PR #1806, opened 2024-10-02
Increase timeout for mimir.rules.kubernetes tests

ptodev:
Those tests are flaky. I hope increasing the timeout will help.


thampiotr (approved):

ptodev:
Closing this since #1890 should fix the real root cause of the problem.

PR #1809, opened 2024-10-02
Fix unnecessary `loki.process` config reloads

thampiotr:
#### PR Description

As discussed offline, this is a different implementation of https://github.com/grafana/alloy/pull/1426.

We're addressing only the mutation of configuration that is provided to `loki.process`, which is a local solution to address too frequent config reloads.

A more global (in the future) solution would ideally be implemented on the framework / runtime level that would prevent updating config when they didn't change. Or making configs truly immutable. 

NOTE 1: mutating arguments doesn't always lead to issues, as they are passed by value (struct) to the component and to each `newXXXStage` function. The problem starts when the arguments contain a slice, map or a pointer to another struct and it gets mutated.

NOTE 2: I also caught a couple of stages not correctly applying their defaults because they were mutating a function-local copy of the configuration only. 

#### PR Checklist

- [x] CHANGELOG.md updated
- [ ] Documentation added
- [x] Tests updated

### DIFF
--- a/internal/component/loki/process/stages/labels_test.go
+++ b/internal/component/loki/process/stages/labels_test.go
@@ -72,10 +72,8 @@ func TestLabelsPipelineWithMissingKey_Labels(t *testing.T) {
 }
 
 var (
-	lv1  = "lv1"
-	lv2c = "l2"
-	lv3  = ""
-	lv3c = "l3"
+	lv1 = "lv1"
+	lv3 = ""
 )
 
 var emptyLabelsConfig = LabelsConfig{nil}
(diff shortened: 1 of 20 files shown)


internal/component/loki/process/stages/labels_test.go
```diff
@@ -105,18 +103,18 @@ func TestLabels(t *testing.T) {
...
 			err: nil,
-			expectedCfgs: LabelsConfig{Values: map[string]*string{
-				"l1": &lv1,
-				"l2": &lv2c,
-				"l3": &lv3c,
-			}},
+			expectedCfgs: map[string]string{
+				"l1": "lv1",
+				"l2": "l2",
+				"l3": "l3",
```
ptodev, line 109: Since the map's value is no longer a pointer to string, why not just use `"l1": lv1`?

ptodev (approved):

ptodev:
> NOTE 2: I also caught a couple of stages not correctly applying their defaults because they were mutating a function-local copy of the configuration only.

This is partially why I went with a different approach in #1426. I'd also noticed a few cases of mutations and I decided could not guarantee that I can catch every single instance where this happens. I still think it's easier to copy than to do manually inspect the codebase for mutations, but if this will get the bug resolved for now, I'm ok with merging this.

internal/component/loki/process/stages/labels_test.go
thampiotr: ok

thampiotr:
> I could not guarantee that I can catch every single instance where this happens.

I agree that we should not rely on human reviews to catch this. And also many other possible errors. That's why I believe the right answer here is to have tests. If there is a validate / default values function, it should be tested. And same goes for most of other code that has any non-trivial logic.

Task to complete
Repeat back all of the material, character for character.

Answer box
PR #1806, opened 2024-10-02
Increase timeout for mimir.rules.kubernetes tests

ptodev:
Those tests are flaky. I hope increasing the timeout will help.


thampiotr (approved):

ptodev:
Closing this since #1890 should fix the real root cause of the problem.

PR #1809, opened 2024-10-02
Fix unnecessary `loki.process` config reloads

thampiotr:
#### PR Description

As discussed offline, this is a different implementation of https://github.com/grafana/alloy/pull/1426.

We're addressing only the mutation of configuration that is provided to `loki.process`, which is a local solution to address too frequent config reloads.

A more global (in the future) solution would ideally be implemented on the framework / runtime level that would prevent updating config when they didn't change. Or making configs truly immutable. 

NOTE 1: mutating arguments doesn't always lead to issues, as they are passed by value (struct) to the component and to each `newXXXStage` function. The problem starts when the arguments contain a slice, map or a pointer to another struct and it gets mutated.

NOTE 2: I also caught a couple of stages not correctly applying their defaults because they were mutating a function-local copy of the configuration only. 

#### PR Checklist

- [x] CHANGELOG.md updated
- [ ] Documentation added
- [x] Tests updated

### DIFF
--- a/internal/component/loki/process/stages/labels_test.go
+++ b/internal/component/loki/process/stages/labels_test.go
@@ -72,10 +72,8 @@ func TestLabelsPipelineWithMissingKey_Labels(t *testing.T) {
 }
 
 var (
-	lv1  = "lv1"
-	lv2c = "l2"
-	lv3  = ""
-	lv3c = "l3"
+	lv1 = "lv1"
+	lv3 = ""
 )
 
 var emptyLabelsConfig = LabelsConfig{nil}
(diff shortened: 1 of 20 files shown)


internal/component/loki/process/stages/labels_test.go
```diff
@@ -105,18 +103,18 @@ func TestLabels(t *testing.T) {
...
 			err: nil,
-			expectedCfgs: LabelsConfig{Values: map[string]*string{
-				"l1": &lv1,
-				"l2": &lv2c,
-				"l3": &lv3c,
-			}},
+			expectedCfgs: map[string]string{
+				"l1": "lv1",
+				"l2": "l2",
+				"l3": "l3",
```
ptodev, line 109: Since the map's value is no longer a pointer to string, why not just use `"l1": lv1`?

ptodev (approved):

ptodev:
> NOTE 2: I also caught a couple of stages not correctly applying their defaults because they were mutating a function-local copy of the configuration only.

This is partially why I went with a different approach in #1426. I'd also noticed a few cases of mutations and I decided could not guarantee that I can catch every single instance where this happens. I still think it's easier to copy than to do manually inspect the codebase for mutations, but if this will get the bug resolved for now, I'm ok with merging this.

internal/component/loki/process/stages/labels_test.go
thampiotr: ok

thampiotr:
> I could not guarantee that I can catch every single instance where this happens.

I agree that we should not rely on human reviews to catch this. And also many other possible errors. That's why I believe the right answer here is to have tests. If there is a validate / default values function, it should be tested. And same goes for most of other code that has any non-trivial logic.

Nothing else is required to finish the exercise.